## TASK
What lines below hold the string "into"? Copy them all.
══════════════════════════════
PR #16028, opened 2025-08-07
web: Fix initial browser color scheme.

### LINKED ISSUE #13819: UI Flashing White While Navigating
As stated the UI is flashing white while im navigating through the application. Im not sure if this is a configuration issue on my end but I don't believe it is. When I hit Admin Interface or User Interface for example it flashes white while loading the screen. I'm trying to implement this at my company as a dashboard for various groups so I need a fix for this because I can't run the risk someone has a seizure trying to use this.

GirlBossRush:
## Details

This PR fixes an issue stemming from the browser's preferred _color scheme_ not aligning with the server's preferred _UI theme_. The fix is performed by providing the browser with early hints on what color scheme has precedence before any CSS or stylesheets are loaded.

closes #13819

### DIFF
--- a/authentik/core/templates/base/theme.html
+++ b/authentik/core/templates/base/theme.html
@@ -1,0 +1,11 @@
+{% if ui_theme == "dark" %}
+  <meta name="color-scheme" content="dark" />
+  <meta name="theme-color" content="#18191a">
+{% elif ui_theme == "light" %}
+  <meta name="color-scheme" content="light" />
+  <meta name="theme-color" content="#ffffff">
+{% else %}
+  <meta name="color-scheme" content="light dark" />
+  <meta name="theme-color" content="#ffffff" media="(prefers-color-scheme: light)">
+  <meta name="theme-color" content="#18191a" media="(prefers-color-scheme: dark)">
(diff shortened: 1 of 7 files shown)


authentik/core/templates/base/theme.html
```diff
@@ -0,0 +1,11 @@
...
+  <meta name="color-scheme" content="dark" />
+  <meta name="theme-color" content="#18191a">
+{% elif ui_theme == "light" %}
+  <meta name="color-scheme" content="light" />
+  <meta name="theme-color" content="#ffffff">
+{% else %}
+  <meta name="color-scheme" content="light dark" />
+  <meta name="theme-color" content="#ffffff" media="(prefers-color-scheme: light)">
+  <meta name="theme-color" content="#18191a" media="(prefers-color-scheme: dark)">
+{% endif %}
```
GirlBossRush, line 11: A bit wordy here but the separation is intentional. When the UI theme is set to automatic, we communicate to the browser that both color schemes are available. The user's preferred scheme will take precedence.

rissson (approved):
% the failing CI, LGTM

PR #21206, opened 2026-03-27
web/a11y: Modal revisions, behavior fixes

GirlBossRush:
## Details

- Less flakey tests
- Fixes for table scroll behavior
- Fixes for visibility checks 
- Better chip group rendering, placeholders, etc
- Fix update settings form ARIA, labels, button placement
- Orange color scheme for command palette
- Safari rendering fixes (z-indexing, artifacts, font weights)
- Split dropdown buttons for application list


kensternberg-authentik (commented):
1.  The first thing in the PR, “NavigatorFixture,” is just an upgrade to the flexibility of the fixture. Nothing that depends on it now will break. It could be its own PR.

2.  The fixes for ChipGroup.ts, Chip.ts, RelatedUserList.ts (which uses those) and common.css (which adds `ak-m-plceholder` as a class) are independent of all the other stuff in the PR. Make that a separate PR, please.

3.  The changes to `intersectionObserver` (`./elements/decorators/intersection-observer`) are pretty important, but they’re only used in the patch to `Table` later. Could `intersectionObserver` be its own PR without breaking anything?

4.  The [Safari CSS fix](https://github.com/goauthentik/authentik/pull/21206/changes#diff-9da7ab69a76a8cf2d8f48e952b33c3cf5e0f39bf5d5d4071b9cc14282853972eR62) is a thing by itself. It should be its own PR.

5.  The Table.css changes could be a PR by themselves.

6.  The Wizard background removal in `./components/Wizard/wizard.css` could be its own PR.

7.  So could the “orange color scheme” stuff.

8.  The places where you use the dropdown button could be their own PR. I love this new addition, but it’s just drowned in this massive PR. Please split this into a PR of its own– the new button, and where you use it.

9.  The Form Header and Form Submit button (`./elements/forms/Form.ts`, `./elements/forms/Form.css`, and the parts of AdminSettingsForm (`./admin/admin-settings/AdminSettingsForm.ts`) are all adjustments to make ARIA work better and be more visible in the code. They could be their own PR.

After this, break out the "modal to dialog" stuff into its own PR.  I'm not sure how you'd break that up, it's huge, but aside from the changes _inside_ it, it's a mechanical fix that someone can eyeball with ripgrep, and at least it's one thing on its own.

Consider if the changes to `AKElement` (`@localized`, `hostStyles`, the big rename of `hasSlot` to `findSlot`) can be their own PR.

There's a bunch of other stuff in there that makes me go "Why is this here?" like the skeleton stuff, the change to test timeouts, and so on that I haven't even looked at carefully enough yet, but I bet they could be separated out as well. Even if you only use Skeleton in the dialogs, having that as a separate PR would be a hell of a good thing.

And for some of this, please add Storybooks so we can see what we're up against.

GirlBossRush:
Resolved in #21336

PR #21224, opened 2026-03-29
providers/saml, sources/saml: Import SP/IdP metadata to update existing providers/sources

ikob:
## Details
Feature: Import SP/IdP metadata to update an existing SAML Provider/Source.

Authentik’s SAML Provider (IdP) side previously had no good way to update an existing provider from refreshed metadata. In addition, SAML Source side does not have any interface to import IdP metadata.

This PR adds a workflow to import new SP/IdP metadata and apply it to an existing SAMLProvider/Source, updating the provider configuration accordingly.

To support real-world metadata that can include multiple certificates (e.g., rollover), this PR also introduces a Keyring model and uses it during import/apply to manage certificate sets derived from metadata.

### What's Included
- Import SP metadata and apply to an existing provider (import → update), not only import → create.
- Add Certificate KeyPair Ring model and API to represent an ordered set of certificates.
- Wire import/apply behavior so multi-cert metadata can be represented without losing candidates.

- Import IdP metadata and apply to an existing provider both import → create, and import → update.

### Notes / current limitations
- This implementation does not include “overwrite protection” / merge policy to avoid updating locally customized settings.
- Periodic pulling/refresh is out of scope here; this provides the manual update mechanism needed when metadata changes. But, this is a good start point to periodic metadata pulling such with URL.

Hopefully close a part of #20536.

---

## Checklist

-   [X] The API schema and clients have been updated (`make gen`)

If applicable


ikob:
Force-pushed a rewritten branch. Feature scope unchanged from the description above; this is base/structure/migration hygiene plus one web fix.

- Rebased onto latest main, and split into 3 commits by area: crypto (keyring) → sources/saml → providers/saml.
- Keyring moved to authentik/crypto/ (was under providers/saml/utils/) — it's shared by both source and provider import.
- Migrations linearized — one per app, direct child of each app's upstream tip, no more merge migrations; fresh installs migrate cleanly.
- Web fix: keyring binding form now loads PatternFly form styles (the Order input was rendering unstyled in Shadow DOM).
- Tested unit + end-to-end against a live Shibboleth IdP/SP (multi-cert keyring verification, IdP- and SP-side logins).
══════════════════════════════
## EXPECTED ANSWER
8.  The places where you use the dropdown button could be their own PR. I love this new addition, but it’s just drowned in this massive PR. Please split this into a PR of its own– the new button, and where you use it.
After this, break out the "modal to dialog" stuff into its own PR.  I'm not sure how you'd break that up, it's huge, but aside from the changes _inside_ it, it's a mechanical fix that someone can eyeball with ripgrep, and at least it's one thing on its own.
- Rebased onto latest main, and split into 3 commits by area: crypto (keyring) → sources/saml → providers/saml.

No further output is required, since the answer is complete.